Shared Persistent Heap Data Environment Manual
1.1.0
|
SPHDE is composed of two major software layers: The Shared Address Space (SAS) layer provides the basic services for a shared address space and transparent, persistent storage. The Shared Persistent Heap (SPH) layer organizes blocks of SAS storage into useful functions for storing and retrieving data.
The I/O subsystems, memory subsystems, and supporting APIs of current operating systems were designed for an environment of scarcity (limited real memory and virtual address spaces). Modern applications have to deal with increasingly complex data structures whose data needs to be shared among process instances and persist to storage while still being constrained by these APIs and subsystems.
Scarcity forces trade-offs between simplicity and efficiency and complicates programming tasks. This is especially true if these data structures contain internal references (pointers). Traditional file systems and relational databases simply don't handle internal reference persistence well. Data persistence to storage in these systems is not transparent and requires additional layers of software to capture the relationships represented by these references. This adds even more overhead and complexity to programming tasks.
The availability of 64-bit commodity processors, cheap high-density DRAM, and commodity operating systems effectively eliminate the original scarcity. The standard POSIX shared memory APIs (e.g., shmat, shmdt,shmctl, et al.) enable the exploitation of abundant memory, but are still not simple to use. A (relatively thin) API layer is needed to manage shared memory access across a large shared address space in a simple and coherent way.
Creating such an API is the goal of this project. The primary function is to manage backing files and memory map them into the application. For Linux, this allows data to be shared directly in the real pages of the kernel's file cache. Since the files are always mapped at the same virtual address, internal C pointers can be maintained for both inter-process sharing and transparent persistent storage. This easily supports zero-copy sharing and operate-in-place persistence.
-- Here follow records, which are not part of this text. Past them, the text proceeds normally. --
PR #672, opened 2022-09-20
feat(options): adds protoc-gen-go-like M option

### LINKED ISSUE #596: Feature: Importmap option

iamricard:
This commit adds a new feature that aims to provide the same functionality as `M` for the go compiler (https://developers.google.com/protocol-buffers/docs/reference/go-generated#package). I opted for not modifying the type map, because we'll also want to figure out whether or not we need to generate the file, so we'll be accessing the `options.M` everywhere and I found it less confusing to always get mapping information from `options.M` instead of `options.M` or the type map depending on the decision that we're making (we need to know if we need to do a relative import or just the raw provided import too).

@stephenh there was an alternative approach I considered: change the type registry module to include information about whether or not the module had been remapped, but that seemed to add more complexity than the option I went with. I'm happy to revisit it though, if you think some other approach would be a better fit for the future of the codebase.

Fixes #596


stephenh:
This looks great, thanks @iamricard !

leandro-branco:
@iamricard great feature! Thanks for it!

I'm just wondering why it was needed to filter the filesToGenerate in the `plugin.ts` file.

```typescript
    filesToGenerate
      .filter((file) => !options.M[file.name]) // THIS LINE
      .map(async (file) => {
        const [path, code] = generateFile(ctx, file);
        const content = code.toString({ ...getTsPoetOpts(options), path });
        return { name: path, content };
      })
  );
```

 In a mono repo like `nrwl/nx`, it's not uncommon to  generate the typescript files and also apply the import mapping linking to another module. 

Perhaps, the reason is the filter is preventing the plugin to generate google protobuf well known types , like empty. If it's the case, the option `emitImportedFiles` cloud be used to do the job. 

Is there any impact if we remove the filter?

Thanks again.

PR #673, opened 2022-09-21
fix(options): initializes M opt to empty object

iamricard:
So because the test for the `M` opt is really the output of `yarn build:test`
I didn't catch a bug I introduced in my last iteration of refactoring.
In `options`, `M` is `undefined` so passing `M` opts doesn't work
because it'll try `options.M['...']` and `options.M` is undefined.
`options` should start out with the default `M`.

Apologies for the bug!


stephenh (approved):

stephenh:
Np!

iamricard:
wow that was a fast review 👀

PR #680, opened 2022-09-29
feat: CLI option: forcePartials

fizx:
This allows you to turn on the grpc-web-like behavior of having clients and interfaces accept partials, without fully commiting to something like useOptionals=all where you have question-marks on all of your interfaces.


README.markdown
```diff
@@ -362,6 +362,9 @@ Generated code will be placed in the Gradle build directory.
 
 - With `--ts_proto_opt=outputPartialMethods=false`, the `Message.fromPartial` methods for accepting partially-formed objects/object literals will not be output.
 
+- With `--ts_proto_opt=forcePartials=true`, the generated interfaces and clients for services will accept partials.  This is less type-safe, and similar to `optionalTypes=all` without adding ?'s to all of your interfaces.
```
stephenh, line 365: Wdyt about `useOptionals=services` as a way to ask for services to use partials but not the messages themselves?

fizx:
I think I'm closing this one because we have another angle on the problem.  Please look forward to a future typeregistry patch.

PR #683, opened 2022-10-11
feat(client): allow overriding the service identifier

paralin:
Currently the service identifier is the fully qualified "fullName" of the service, for example, "simple.Echoer"

This identifier is hard-coded in the auto-generated client with string literals.

Instead, allow overriding the service ID with a new optional argument in the client constructor, default the service ID to the fullName, and store the ID in a read-only field on the client object.

This allows the user to override the service ID if desired while still maintaining the old behavior otherwise.

### DIFF
--- a/integration/async-iterable-services/simple.ts
+++ b/integration/async-iterable-services/simple.ts
@@ -101,7 +101,9 @@ export interface Echoer {
 
 export class EchoerClientImpl implements Echoer {
   private readonly rpc: Rpc;
-  constructor(rpc: Rpc) {
+  private readonly service: string;
+  constructor(rpc: Rpc, opts?: { service?: string }) {
+    this.service = opts?.service || "simple.Echoer";
     this.rpc = rpc;
     this.Echo = this.Echo.bind(this);
     this.EchoServerStream = this.EchoServerStream.bind(this);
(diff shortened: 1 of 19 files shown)


integration/async-iterable-services/simple.ts
```diff
@@ -101,7 +101,9 @@ export interface Echoer {
 
 export class EchoerClientImpl implements Echoer {
   private readonly rpc: Rpc;
-  constructor(rpc: Rpc) {
+  private readonly service: string;
+  constructor(rpc: Rpc, service?: string) {
```
stephenh, line 105: @paralin wdyt about a `constructor(rpc: Rpc, opts?: { service?: string })` so that we could add more opts in the future w/o a breaking api change?

I'm pretty happy to ship as-is and then just make the opts change later if ever needed.

stephenh (approved):

integration/async-iterable-services/simple.ts
paralin: I'm happy with either, opts works for me.

paralin: @stephenh I updated the PR to match your suggestion! 🚀

paralin:
Updated syntax:

```
  constructor(rpc: Rpc, opts?: { service?: string }) {
    this.service = opts?.service || "simple.PingService";
```

stephenh:
Looks great!

Issue #547, opened 2022-04-08
Feat: proto map generates a Hashmap instead of an object


jayp0521:
currently, 

`map<uint32, X> x = 2;` in proto outputs `{ [key: number]: X }`. 

What are your thoughts of it generating a HashMap instead?

stephenh:
I dunno, not 100% against it, but I think the existing output is ~slightly more idiomatic JS/TS where "maps" are, IMO anyways, almost always just objects with keys and not the actual `Map` instances.

If you want to add an option for it, that seems fine; I'm a little concerned about having two types of `map` output being a little tedious in the code, but I'd merge a PR if you put one together.

Thanks!

stephenh:
This was just fixed in #686 and will be in a release soon; thanks @moznion !

PR #686, opened 2022-10-15
feat: support `useMapType` option

moznion:
This option controls the way to generate the code for protobuf's `map<key_type, value_type>`:

- true: it generates the code with using JavaScript Map type like `Map<key_type, value_type>`
- false (default): it generates the code with key-value pair like `{[key: key_type]: value_type}`

This fixes https://github.com/stephenh/ts-proto/issues/547


stephenh (approved):
Looks great, thanks @moznion !

moznion:
I appreciate your work, @stephenh!

PR #688, opened 2022-10-19
add a no-tags option to the type-registry

fizx:
The $types are getting in the way of usability of the code we're writing, but the registry itself is useful.


src/types.ts
```diff
@@ -688,15 +692,15 @@ export function responseType(
   methodDesc: MethodDescriptorProto,
   typeOptions: { keepValueType?: boolean; repeated?: boolean } = {}
```
stephenh, line 693: Looks like the `typeOptions` param is not used anymore? Lets just drop it if so?

src/generate-services.ts
```diff
@@ -121,11 +121,11 @@ function generateRegularRpcMethod(
...
   let encode = code`${rawInputType}.encode(request).finish()`;
-  let decode = code`data => ${outputType}.decode(new ${Reader}(data))`;
+  let decode = code`data => ${rawOutputType}.decode(new ${Reader}(data))`;
 
-  if (options.useDate && rawOutputType.toString().includes("Timestamp")) {
-    decode = code`data => ${utils.fromTimestamp}(${rawOutputType}.decode(new ${Reader}(data)))`;
-  }
+  // if (options.useDate && rawOutputType.toString().includes("Timestamp")) {
+  //   decode = code`data => ${utils.fromTimestamp}(${rawOutputType}.decode(new ${Reader}(data)))`;
+  // }
```
stephenh, line 128: I assume this is related to https://github.com/stephenh/ts-proto/pull/689 , just checking that you wanted to include commenting out this code in this PR?

stephenh (commented):
I think other than the `*.bin` issue this PR lgtm! Let me know if running `yarn proto2bin` with dockers gets them fixed up. If not, we can either figure out how to get the M1 docker output consistent, or I can just revert the *.bin changes directly on this branch/something like that.

PR #1890, opened 2020-10-22
Fix all broken references

nedbat:
(There is a Jira ticket somewhere about this, but I cannot find it. It's not in the DOC- project.)

When we removed the Learner book in June, we kept all the pages, but made them have only a single sentence about the learner book moving to Zendesk.  All references to those pages were broken.  This pull request restores the title of each page, and all the internal reference points, so that page references can resolve.

There were also three other broken references which I fixed.  There are now zero errors and zero warnings when building pull requests.


shared/conf.py
```diff
@@ -153,15 +153,14 @@ def feedback_form_url(project, page):
     'xblocktutorial' : ('https://edx.readthedocs.io/projects/xblock-tutorial/en/latest/', None),
     'installation' : ('https://edx.readthedocs.io/projects/edx-installing-configuring-and-running/en/latest/', None),
     'olx' : ('https://edx.readthedocs.io/projects/edx-open-learning-xml/en/latest/', None),
-    'learners' : ('https://edx.readthedocs.io/projects/edx-guide-for-students/en/latest/', None),
+    'learners' : ('https://edx.readthedocs.io/projects/edx-guide-for-students/en/nedbat-fix-learner-links/', None),
```
jmbowman, line 156: I presume this is getting changed back before you merge?

jmbowman (approved):

shared/conf.py
nedbat: I was wondering if you would notice! I could change it before merge, or merge without deleting the branch, then make another PR to change it, then delete both branches, which is more complicated, but would produce all green builds.

PR #1892, opened 2020-11-25
Clean up references to deprecated edx-platform import paths

kdmccormick:
Code within edx-platform djangoapps should be referenced
via its full path. For example,

>    `track.tests`

should now be referenced as:

>    `common.djangoapps.track.tests`.

The old import paths are deprecated.

This is part of the import-shims cleanup, which resulted from the sys.path-hack removal effort. See the [forum post](https://discuss.openedx.org/t/koa-will-change-how-edx-platform-code-is-imported/3610) for details.

I'm keeping track of the list of these PRs on this edx-platform "parent PR": https://github.com/edx/edx-platform/pull/25684

### DIFF
--- a/en_us/developers/source/analytics.rst
+++ b/en_us/developers/source/analytics.rst
@@ -193,7 +193,7 @@ Here is an example of a subclass.
 
 ::
 
-    from track.tests import EventTrackingTestCase
+    from common.djangoapps.track.tests import EventTrackingTestCase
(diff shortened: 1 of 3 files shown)


kdmccormick:
@nedbat - I think this should be included in Koa.

nedbat (approved):

nedbat:
I've cherry-picked this to Koa.

PR #1935, opened 2021-04-16
docs: new Lilac pages

nedbat:
These are the Lilac-specific pages, following the process here: https://openedx.atlassian.net/wiki/spaces/COMM/pages/19662426/Process+to+Create+an+Open+edX+Release

### DIFF
--- a/en_us/open_edx_release_notes/source/lilac.rst
+++ b/en_us/open_edx_release_notes/source/lilac.rst
@@ -1,0 +1,10 @@
+.. _Open edX Lilac Release:
+
+######################
+Open edX Lilac Release
+######################
+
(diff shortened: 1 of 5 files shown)


en_us/open_edx_release_notes/source/lilac.rst
```diff
@@ -0,0 +1,10 @@
+.. _Open edX Lilac Release:
+
+######################
+Open edX Lilac Release
+######################
+
+This page will list the highlights of the Lilac release of the Open edX platform.
```
pdpinch, line 7: Is this the page that the release notes will go into?

nedbat: Yes!

PR #1950, opened 2021-06-03
docs: adding License

jinder1s:
All public github repositories should have a license. This adds the appropriate license for this repository.

### DIFF
--- a/LICENSE
+++ b/LICENSE
@@ -1,0 +1,350 @@
+Creative Commons Attribution-ShareAlike 4.0 International Public
+License
+
+By exercising the Licensed Rights (defined below), You accept and agree
+to be bound by the terms and conditions of this Creative Commons
+Attribution-ShareAlike 4.0 International Public License ("Public
+License"). To the extent this Public License may be interpreted as a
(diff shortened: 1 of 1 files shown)


LICENSE
```diff
@@ -0,0 +1,438 @@
+Attribution-NonCommercial-ShareAlike 4.0 International
```
timmc-edx: I don't think we want the NC variant -- the existing license information in the footer is by-sa, not by-nc-sa.

timmc-edx: Hmm... maybe that's actually backed by the edx/docs.edx.org repo? But I'd be surprised if we wanted to use different licenses for these two.

jinder1s: that information comes from edx sphinx theme

jinder1s: Good point on np by-sa vs by-nc-sa

jinder1s: I'll change these with by-sa

jinder1s: Okay, changed to proper license

timmc-edx (approved):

The SAS layer manages a region of process address space to provide:
Some additional SAS definitions:
For now, the size and virtual address range of the region is fixed for each platform (somewhere beyond TASK_UNMAPPED_BASE and below the main stack). Blocks are allocated in power-of-2 size and alignment from within the region.
Backing storage (files) are allocated in power-of-2 sizes called segments. Segments must be smaller in size than the region and usually larger than blocks. Segments don't necessarily have anything to do with any notion of hardware segmentation, but it may be useful if the size/alignment of SAS segments match the underlying hardware.
A simple example of using SPHDE:
By default the region's path name is either "." or the current directory. The region name can be overridden by setting the "SASSTOREPATH" environment variable, or using the SASJoinRegionByName() function. The "region" name is the path to a directory where the SAS/SPH backing files will be created.
Processes that join with the same region name will share the region and all of its (allocated) storage. All processes that share a region can allocate, deallocate, reference and update blocks (normal C pointer semantics) within the region.
Processes that use a different region name are independent from any other region and only see the region that they have joined. There is no limit to the number of independent regions per process other than those imposed by the file system. Normal file access rules apply. Any process that does not have read/write authority to the region's directory or files can not join the region or access the data.
Once a block is allocated it is backed with file storage, and implicitly mmaped for transparent storage persistence and sharing between processes. The block will always be mapped at the same virtual address each time it is loaded and for each sharing process. This allows complex pointer based data structures to be stored, persisted, and shared without additional effort (the pointers are context independent).
A lock manager is provides so utilities and cooperating processes can synchronize their activities. Locks are "keyed" by virtual addresses which are normally the address of some interesting shared data structure or " utility" object.
Currently the lock manager supports (shared) SasUserLock__READ and (exclusive) SasUserLock__WRITE locks. The intent is to add other lock types as needed. For example, the index utility could use an "INTENT" lock (which allows multiple READ locks but is exclusive with other INTENT and WRITE lock) which is upgradeable to a WRITE lock.
A simple pointer is sufficient to anchor a linked list or quadÂtree etc., but not very user friendly. SPHDE provides a number of utility objects. Utility objects use blocks of storage to provide higher level functions. An application could create a SASStringBTree_t or SPHContext_t and store its pointer in the finder as in the following example:
Utility objects like Context, Index, and StringBTree can be used to create directories or index large arrays of data structures for search. The Context is a combination of a StringBTree and a Index. It allows any object (address) to have a symbolic name (or names). It also provides the reverse mapping, from address to name(s).